Features and Columns

6 Filmmaking Tips from Andy Serkis

By  · Published on July 3rd, 2014

Andy Serkis Smeagol Hobbit

When the biggest movie of the calendar year is a nearly three-hour festival of noise starring automotive robots, it’s easy to fear that the human element of filmmaking is slowly being lost to digital effects and bottom-line corporate interests. But the career of Andy Serkis provides a powerful demonstration as to how the human capacity for imagination and feeling can work with, not against, the utilities of motion picture technology towards groundbreaking ends.

Serkis considers himself an actor first and foremost, but he occupies a unique and privileged place across so many film properties that could otherwise easily be bereft of inspiration, content to live in the uncanny valley of requisite CGI. Serkis’ work requires his presence during all levels of production, and in so doing he operates as a medium between a filmmaker’s vision and their collaboration with cast and crew both in front of and behind the camera. His body is, in summary, the place in which the material and immaterial aspects of 21st century filmmaking play out.

So here is a bit of free film school (for fans and filmmakers alike) from the guy who only sometimes plays a human being.

The Performer’s Authorship of the Role is Essential

It’s wonderful how Serkis dodges Travers’ question here about whether or not he deserves an Oscar by instead offering something universal about the limits of otherwise impressive technologies against the centuries-long tradition of human performance: a person’s authorship of and embodiment in a performance makes all the difference.

Bill Nighy once said of his work on the 2nd and 3rd Pirates of the Caribbean movies that it was one of the most fun, freeing, and rewarding experience he’s had as an actor, because he enjoyed the opportunity to explore the character in ways that he couldn’t by directly performing as a body onscreen. If you see performance capture as providing an opportunity for exploring a performance and finding a character, then the human element is unmistakable; otherwise, you’re robbing the film of something essential, something for which digital effects (at least, for now) simply cannot compensate.


Find the Voice (and Listen to Your Cat)


Find a Place to Develop Your Art

Serkis’ Imaginarium (which I imagine looks like something out of a Terry Gilliam movie) is a sort of ongoing master class on the art and practice of motion capture performance, and an essential space in a studio system that regularly finds itself in need of putting humans in tight green suits.
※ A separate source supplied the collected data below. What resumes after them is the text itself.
Issue #426, opened 2025-12-07
MCPserver status not correctly set


huang195:
After installing the github external mcp server CR, this shows up in its status

```
  status:
    conditions:
    - lastTransitionTime: "2025-12-05T18:24:23Z"
      message: MCPServer successfully reconciled and validated 0 servers with 0 tools
      reason: Ready
      status: "True"
      type: Ready
```

However, in the broker pod's log, we see that it successfully discovered 40 tools

```
time=2025-12-07T13:51:03.435Z level=INFO msg="OnNotification Re-Discovered tools" mcpURL=https://api.githubcopilot.com:443/mcp #tools=40
```

huang195:
It doesn't seem to happen consistently. Sometimes it works:

```
status:
  conditions:
  - lastTransitionTime: "2025-12-07T14:47:03Z"
    message: MCPServer successfully reconciled and validated 1 servers with 40 tools
    reason: Ready
    status: "True"
    type: Ready
  discoveredTools: 40
```

maleck13:
Fixed by #448

PR #447, opened 2025-12-15
Add more validation logging

esnible:
For #426

This does not fix the problem.  It merely adds more debugging logging, of the kind I found useful when I was troubleshooting the problem.

I propose we merge this PR, and then go back to fixing the underlying problem.


esnible:
@david-martin I am thinking of closing this unless you think it should be merged quickly.

PR #451, opened 2025-12-17
Route using complete toolname

### LINKED ISSUE #449: Including an MCPServer with no prefix causes incorrect routing and undeterministic behaviour
When an MCPServer has no tool prefix, there is undeterministic behaviour.
This is due to how the server matching for a tool name is looked up when a tool call happens.
There are 2 places where this happens, in https://github.com/kagenti/mcp-gateway/blob/8665eaaa9ba666a961e0d9424c8549d1356ecf30/internal/mcp-router/request_handlers.go#L192 and https://github.com/kagenti/mcp-gateway/blob/8665eaaa9ba666a961e0d9424c8549d1356ecf30/internal/mcp-router/request_handlers.go#L226.
As the servers are iterated through, if a match is found on the tool prefix, that server is used for routing.
However, if there is no prefix defined for a server (i.e. an empty string), it will match every tool name.
So if that server is the first in the iteration, it will always match.
If the non prefix server is last in the iteration, then the behaviour is as expected.
If the non prefix server is somewhere in the middle of the iteration, some tools may get routed correctly, and some may not.

A simple fix for this would be to treat a non prefix server differently, and always have it be the last server to check, if no other prefix match was found.

NOTE: This is different from (but related to) the known problem where currently you can't have more than 1 MCPServer without a tool prefix due to matching on the first server.
See related proposal and discussion in #434 for additional context and a proposal for how this feature should behave.

esnible:
Resolves #449 

This PR causes the router to take advantage of the complete name of the tool when looking up the upstream.

This PR is based on @maleck13 's PR, rather than _main_.

cc @david-martin

### DIFF
--- a/internal/mcp-router/request_handlers.go
+++ b/internal/mcp-router/request_handlers.go
@@ -194,8 +194,23 @@ func (s *ExtProcServer) HandleToolCall(ctx context.Context, mcpReq *MCPRequest) 
 	headers := NewHeaders()
 	serverInfo, err := s.Broker.GetServerInfo(toolName)
 	if err != nil {
+		// For unknown tool, the spec says to return a JSON RPC error response,
+		// and the error is not an HTTP error, so we return a 200 status code.
+		// See https://modelcontextprotocol.io/specification/2025-06-18/server/tools#error-handling
 		s.Logger.Debug("no server for tool", "toolName", toolName)
-		calculatedResponse.WithImmediateResponse(400, "unknown tool")
+		calculatedResponse.WithImmediateJSONRPCResponse(200,
+			[]*corev3.HeaderValueOption{
+				{
+					Header: &corev3.HeaderValue{
+						Key:   "mcp-session-id",
+						Value: mcpReq.GetSessionID(),
+					},
+				},
+			},
+			`
+event: message
+data: {"result":{"content":[{"type":"text","text":"MCP error -32602: Tool not found"}],"isError":true},"jsonrpc":"2.0"}`)
+		return calculatedResponse.Build()
 	}
 	if annotations, hasAnnotations := s.Broker.ToolAnnotations(serverInfo.ID(), toolName); hasAnnotations {
 		// build header value (e.g. readOnly=true,destructive=false,openWorld=true)
--- a/tests/e2e/commons.go
+++ b/tests/e2e/commons.go
@@ -346,13 +346,13 @@ type MCPServerRegistrationBuilder struct {
 	mcpServer     *mcpv1alpha1.MCPServer
 }
 
-// NewMCPServerRegistration creates a new registration builder with defaults
-func NewMCPServerRegistration(testName string, k8sClient client.Client) *MCPServerRegistrationBuilder {
-	return NewMCPServerRegistrationEx(testName, "e2e-server2.mcp.local", "mcp-test-server2", 9090, k8sClient)
+// NewMCPServerRegistrationWithDefaults creates a new registration builder with defaults
+func NewMCPServerRegistrationWithDefaults(testName string, k8sClient client.Client) *MCPServerRegistrationBuilder {
+	return NewMCPServerRegistration(testName, "e2e-server2.mcp.local", "mcp-test-server2", 9090, k8sClient)
 }
 
-// NewMCPServerRegistration creates a new registration builder with defaults
-func NewMCPServerRegistrationEx(testName, hostName, serviceName string, port int32, k8sClient client.Client) *MCPServerRegistrationBuilder {
+// NewMCPServerRegistration creates a new registration builder
+func NewMCPServerRegistration(testName, hostName, serviceName string, port int32, k8sClient client.Client) *MCPServerRegistrationBuilder {
 	httpRoute := BuildTestHTTPRoute("e2e-server2-route-"+testName, TestNamespace,
 		hostName, serviceName, port)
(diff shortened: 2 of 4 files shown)


internal/broker/broker.go
```diff
@@ -222,6 +226,25 @@ func (m *mcpBrokerImpl) ToolAnnotations(serverID config.UpstreamMCPID, tool stri
...
+			slog.Info("[EXT-PROC] Found matching server",
+				"toolName", tool,
+				"serverPrefix", upstream.MCP.GetPrefix(),
+				"serverName", upstream.MCP.GetName())
+			retval := upstream.MCP.GetConfig()
+			return &retval
+		}
+	}
+
+	slog.Info("Tool name doesn't match any configured server prefix", "tool", tool)
```
maleck13:
```suggestion
	slog.Info("Tool name doesn't match any configured server", "tool", tool, "prefix",upstream.MCP.GetPrefix())
```

internal/mcp-router/request_handlers.go
```diff
@@ -189,36 +189,34 @@ func (s *ExtProcServer) HandleToolCall(ctx context.Context, mcpReq *MCPRequest)
 		calculatedResponse.WithImmediateResponse(404, "session no longer valid")
 		return calculatedResponse.Build()
 	}
-	serverInfo := s.RoutingConfig.GetServerInfo(toolName)
-	if serverInfo == nil {
-		s.Logger.Info("Tool name doesn't match any configured server prefix", "tool", toolName)
-		calculatedResponse.WithImmediateResponse(404, "not found")
-		return calculatedResponse.Build()
+
+	if s.Broker == nil {
```
maleck13: I think we can move this in to main under setUpRouter

internal/mcp-router/request_handlers.go
```diff
@@ -189,36 +189,34 @@ func (s *ExtProcServer) HandleToolCall(ctx context.Context, mcpReq *MCPRequest)
...
-			var parts []string
-			push := func(key string, val *bool) {
-				if val == nil {
-					parts = append(parts, fmt.Sprintf("%s=unspecified", key))
-				} else if *val {
-					parts = append(parts, fmt.Sprintf("%s=true", key))
-				} else {
-					parts = append(parts, fmt.Sprintf("%s=false", key))
-				}
+	serverInfo := s.Broker.GetServerInfo(toolName)
```
maleck13: are we missing a nil check here? Consider having GetServerInfo return an error with some useful context that we can then log?

maleck13 (commented):
some small changes and checks suggested. Also it would be good to expand the e2e coverage to cover MCPServers created with no prefix along side MCPServers created with a prefix that share tool names.

tests/e2e/commons.go
```diff
@@ -348,8 +348,13 @@ type MCPServerRegistrationBuilder struct {
 
 // NewMCPServerRegistration creates a new registration builder with defaults
 func NewMCPServerRegistration(testName string, k8sClient client.Client) *MCPServerRegistrationBuilder {
+	return NewMCPServerRegistrationEx(testName, "e2e-server2.mcp.local", "mcp-test-server2", 9090, k8sClient)
+}
+
+// NewMCPServerRegistration creates a new registration builder with defaults
+func NewMCPServerRegistrationEx(testName, hostName, serviceName string, port int32, k8sClient client.Client) *MCPServerRegistrationBuilder {
```
maleck13: lets rename this to `NewMCPServerRegistration` and the old one to `NewMCPServerRegistrationWithDefaults`

tests/e2e/happy_path_test.go
```diff
@@ -709,4 +709,65 @@ var _ = Describe("MCP Gateway Registration Happy Path", func() {
...
+		Eventually(func(g Gomega) {
+			toolsList, err := mcpGatewayClient.ListTools(ctx, mcp.ListToolsRequest{})
+			g.Expect(err).Error().NotTo(HaveOccurred())
+			g.Expect(toolsList).NotTo(BeNil())
+			g.Expect(verifyMCPServerToolPresent("echo", toolsList)).To(BeTrueBecause("%q should exist", "greet"))
+			g.Expect(verifyMCPServerToolPresent("hello_world", toolsList)).To(BeTrueBecause("%q should exist", "hello_world"))
+		}, TestTimeoutLong, TestRetryInterval).To(Succeed())
+
+		toolName := "hello_world"
+		GinkgoWriter.Println("tool", toolName)
```
maleck13: Not sure this is adding anything?

internal/mcp-router/request_handlers.go
```diff
@@ -189,36 +189,34 @@ func (s *ExtProcServer) HandleToolCall(ctx context.Context, mcpReq *MCPRequest)
...
-				if val == nil {
-					parts = append(parts, fmt.Sprintf("%s=unspecified", key))
-				} else if *val {
-					parts = append(parts, fmt.Sprintf("%s=true", key))
-				} else {
-					parts = append(parts, fmt.Sprintf("%s=false", key))
-				}
+	serverInfo, err := s.Broker.GetServerInfo(toolName)
+	if err != nil {
+		s.Logger.Debug("no server for tool", "toolName", toolName)
```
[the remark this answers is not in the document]
esnible: After reading https://modelcontextprotocol.io/specification/2025-06-18/server/tools#error-handling I have revised this code to return 200 and a JSON-RPC status code.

But despite the Big Hollywood demands for a space like this, it’s hard to picture the Imaginarium as different from any other conservatory dedicated to a certain approach towards mastering the craft of acting. Having both a space to perfect this craft and a community of like-minded people dedicated to it can only, in Serkis’ words, “further the art and craft of performance capture.”


Understand What You’re Providing

This behind-the-scenes clip of The Two Towers (Serkis’ breakthrough motion capture role) finds the actor contending with the unique stresses of his performance as Gollum, namely the fact that his “finding” the character on set and articulating it as such during a given take is only part of the equation ‐ he will more fully manifest the character, Serkis admits, when he performs the voice after shooting. But he also knows that he is needed for multiple purposes, one of which is to allow his costars to find their emotional register against a character they cannot perform with on set. Particularly for the shots in which Serkis is off-camera while Gollum will prospectively be on-camera, his “presence,” in whatever form it takes, is absolutely vital.


Improvise for Hours

During the recent live stream Q&A after Dawn of the Planet of the Apes at the Alamo Drafthouse, Serkis and director Matt Reeves discussed the importance of getting in a room and acting like apes for hours. It’s truly encouraging to know that, despite how big the studio machine is and how seemingly post-human so many filmmaking technologies are, the simple art of putting serious, skilled actors in a room to do silly things is essential to make a worthwhile film.


Final Thoughts: Acting is Acting

Variety: Will we actually see your face [with your as-yet-unnamed character in The Avengers: Age of Ultron]?

Serkis: I’m not at liberty to mention. But it’s all the same to me. I’ve never drawn a distinction when playing a role, whether it be live action or performance capture. Acting is acting. It’s just basically what you wear to the set that’s different.

More so than any studio or director or even genre, Andy Serkis seems to be the element hiding in plain sight across almost all of contemporary tentpole Hollywood, embodying characters in the land of Tolkien, the Marvel Universe and a rapidly changing ape planet. Where a great deal of large–scale entertainment can seem thoughtless and derivative, Serkis’ work is dedicated and innovative. Where the effects that clutter so many big movies dance across the line between spectacle and visual noise, Serkis’ efforts are grounded attempts to explore what technology and human creativity can do together. Where “new” technologies like Peter Jackson’s escalated frame rates or 3D can signal a cheap gimmick, Serkis’ work is progressively minded.

He brings an essential human element to a practice of filmmaking that seems most at risk of losing it, and that’s because he uses the essential properties of established practices towards the new possibilities of future ones.